» YOUR OBJECTIVE: The entries below hold a line with "library which is" and a line with "the conditional dependency.". Return those lines and all that lie between them, exactly and only.

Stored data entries

******************************

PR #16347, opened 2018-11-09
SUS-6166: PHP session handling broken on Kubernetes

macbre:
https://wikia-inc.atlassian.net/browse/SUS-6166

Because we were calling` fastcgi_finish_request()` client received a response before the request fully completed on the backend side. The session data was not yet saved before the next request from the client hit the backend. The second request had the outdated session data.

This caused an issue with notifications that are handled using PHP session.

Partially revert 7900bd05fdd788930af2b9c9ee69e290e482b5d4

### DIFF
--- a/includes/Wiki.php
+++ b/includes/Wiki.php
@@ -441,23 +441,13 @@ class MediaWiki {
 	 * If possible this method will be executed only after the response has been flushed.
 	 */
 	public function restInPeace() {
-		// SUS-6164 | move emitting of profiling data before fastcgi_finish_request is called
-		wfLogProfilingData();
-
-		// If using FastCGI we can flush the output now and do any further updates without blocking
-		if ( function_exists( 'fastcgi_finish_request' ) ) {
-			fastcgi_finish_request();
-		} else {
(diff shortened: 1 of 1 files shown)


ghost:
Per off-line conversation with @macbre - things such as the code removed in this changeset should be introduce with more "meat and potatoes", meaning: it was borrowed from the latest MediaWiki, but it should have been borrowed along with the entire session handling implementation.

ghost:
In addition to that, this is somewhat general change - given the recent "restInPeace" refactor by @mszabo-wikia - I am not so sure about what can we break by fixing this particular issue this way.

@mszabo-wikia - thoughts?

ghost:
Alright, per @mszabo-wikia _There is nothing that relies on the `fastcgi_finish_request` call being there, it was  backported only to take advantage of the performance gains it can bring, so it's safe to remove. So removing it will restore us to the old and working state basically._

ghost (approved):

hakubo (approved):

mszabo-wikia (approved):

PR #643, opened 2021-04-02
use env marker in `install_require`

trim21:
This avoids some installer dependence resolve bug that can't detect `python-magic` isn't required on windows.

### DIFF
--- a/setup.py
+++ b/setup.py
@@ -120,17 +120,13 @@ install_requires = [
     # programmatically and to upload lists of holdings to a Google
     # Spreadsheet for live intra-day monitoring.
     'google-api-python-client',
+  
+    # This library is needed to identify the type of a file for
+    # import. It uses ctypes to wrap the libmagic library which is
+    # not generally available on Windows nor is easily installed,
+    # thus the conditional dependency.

******************************

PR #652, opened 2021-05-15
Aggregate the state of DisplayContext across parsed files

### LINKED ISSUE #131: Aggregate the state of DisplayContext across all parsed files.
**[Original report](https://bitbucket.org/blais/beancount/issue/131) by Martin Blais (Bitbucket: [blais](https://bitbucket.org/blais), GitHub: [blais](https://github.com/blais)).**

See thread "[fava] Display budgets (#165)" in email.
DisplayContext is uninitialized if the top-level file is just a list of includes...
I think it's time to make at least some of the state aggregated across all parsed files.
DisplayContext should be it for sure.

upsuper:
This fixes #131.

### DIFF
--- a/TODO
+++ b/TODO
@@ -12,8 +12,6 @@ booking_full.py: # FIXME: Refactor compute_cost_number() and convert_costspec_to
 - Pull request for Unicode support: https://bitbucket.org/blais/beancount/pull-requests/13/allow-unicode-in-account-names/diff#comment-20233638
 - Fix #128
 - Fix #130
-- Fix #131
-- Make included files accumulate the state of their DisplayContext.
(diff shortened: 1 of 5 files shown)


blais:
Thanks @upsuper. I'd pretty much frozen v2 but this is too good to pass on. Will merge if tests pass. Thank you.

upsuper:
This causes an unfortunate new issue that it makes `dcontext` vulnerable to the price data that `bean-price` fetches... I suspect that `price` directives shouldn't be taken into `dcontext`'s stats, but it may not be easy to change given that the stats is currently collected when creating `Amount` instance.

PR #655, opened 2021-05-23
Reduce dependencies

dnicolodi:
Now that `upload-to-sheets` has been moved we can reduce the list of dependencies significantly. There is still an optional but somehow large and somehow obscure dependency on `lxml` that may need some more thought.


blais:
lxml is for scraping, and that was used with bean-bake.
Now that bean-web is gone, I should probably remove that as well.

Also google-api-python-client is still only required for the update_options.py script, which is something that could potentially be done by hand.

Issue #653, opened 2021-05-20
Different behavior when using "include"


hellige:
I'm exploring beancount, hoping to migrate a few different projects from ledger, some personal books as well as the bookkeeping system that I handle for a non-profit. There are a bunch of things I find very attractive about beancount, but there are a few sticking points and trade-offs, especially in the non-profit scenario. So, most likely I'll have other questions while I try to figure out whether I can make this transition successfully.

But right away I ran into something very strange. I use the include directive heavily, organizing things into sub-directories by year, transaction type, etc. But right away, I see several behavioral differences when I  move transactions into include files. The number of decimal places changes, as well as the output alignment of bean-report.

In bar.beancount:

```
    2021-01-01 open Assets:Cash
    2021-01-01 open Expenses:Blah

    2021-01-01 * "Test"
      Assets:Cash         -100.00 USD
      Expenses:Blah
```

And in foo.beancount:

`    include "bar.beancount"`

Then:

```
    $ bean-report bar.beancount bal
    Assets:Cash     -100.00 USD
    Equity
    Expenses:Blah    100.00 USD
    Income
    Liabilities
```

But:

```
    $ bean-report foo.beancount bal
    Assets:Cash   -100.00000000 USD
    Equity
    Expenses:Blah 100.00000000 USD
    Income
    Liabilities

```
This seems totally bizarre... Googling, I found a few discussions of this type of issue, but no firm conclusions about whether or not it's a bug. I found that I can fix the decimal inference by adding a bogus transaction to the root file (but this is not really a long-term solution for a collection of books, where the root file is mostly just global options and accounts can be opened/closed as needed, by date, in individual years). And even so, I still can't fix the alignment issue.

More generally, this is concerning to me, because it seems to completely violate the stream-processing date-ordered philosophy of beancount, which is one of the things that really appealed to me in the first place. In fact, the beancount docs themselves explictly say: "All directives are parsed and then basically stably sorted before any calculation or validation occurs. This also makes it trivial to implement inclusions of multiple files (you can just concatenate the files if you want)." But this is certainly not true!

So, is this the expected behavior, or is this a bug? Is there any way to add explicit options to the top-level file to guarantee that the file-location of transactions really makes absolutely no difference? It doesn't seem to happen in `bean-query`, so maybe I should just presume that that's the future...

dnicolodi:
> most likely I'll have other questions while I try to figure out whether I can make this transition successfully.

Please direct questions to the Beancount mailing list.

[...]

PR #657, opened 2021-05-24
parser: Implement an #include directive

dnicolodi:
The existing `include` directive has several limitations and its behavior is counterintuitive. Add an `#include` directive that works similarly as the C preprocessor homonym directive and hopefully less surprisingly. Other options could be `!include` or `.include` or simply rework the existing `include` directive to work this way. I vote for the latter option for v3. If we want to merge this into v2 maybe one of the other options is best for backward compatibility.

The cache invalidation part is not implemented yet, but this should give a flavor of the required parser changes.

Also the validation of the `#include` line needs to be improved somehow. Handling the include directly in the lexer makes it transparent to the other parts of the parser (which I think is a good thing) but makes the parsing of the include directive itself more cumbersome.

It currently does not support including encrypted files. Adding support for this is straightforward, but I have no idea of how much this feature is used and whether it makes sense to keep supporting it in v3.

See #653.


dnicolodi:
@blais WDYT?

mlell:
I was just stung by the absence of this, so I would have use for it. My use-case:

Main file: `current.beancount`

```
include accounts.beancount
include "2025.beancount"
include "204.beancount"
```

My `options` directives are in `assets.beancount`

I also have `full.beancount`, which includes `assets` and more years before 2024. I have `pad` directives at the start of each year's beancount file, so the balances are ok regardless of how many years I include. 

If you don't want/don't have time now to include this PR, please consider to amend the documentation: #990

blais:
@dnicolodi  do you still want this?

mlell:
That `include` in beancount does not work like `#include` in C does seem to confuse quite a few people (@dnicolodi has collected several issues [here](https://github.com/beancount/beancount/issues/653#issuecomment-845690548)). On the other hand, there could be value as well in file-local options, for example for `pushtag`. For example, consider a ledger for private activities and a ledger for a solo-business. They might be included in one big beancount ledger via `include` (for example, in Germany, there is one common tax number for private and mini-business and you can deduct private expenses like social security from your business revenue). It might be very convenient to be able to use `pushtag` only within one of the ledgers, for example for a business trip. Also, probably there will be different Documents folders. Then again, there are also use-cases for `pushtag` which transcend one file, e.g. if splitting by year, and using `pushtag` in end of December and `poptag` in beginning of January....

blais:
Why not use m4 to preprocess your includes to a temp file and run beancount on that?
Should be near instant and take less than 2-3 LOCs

******************************

» FINISHED TASK:
+    # import. It uses ctypes to wrap the libmagic library which is
+    # not generally available on Windows nor is easily installed,
+    # thus the conditional dependency.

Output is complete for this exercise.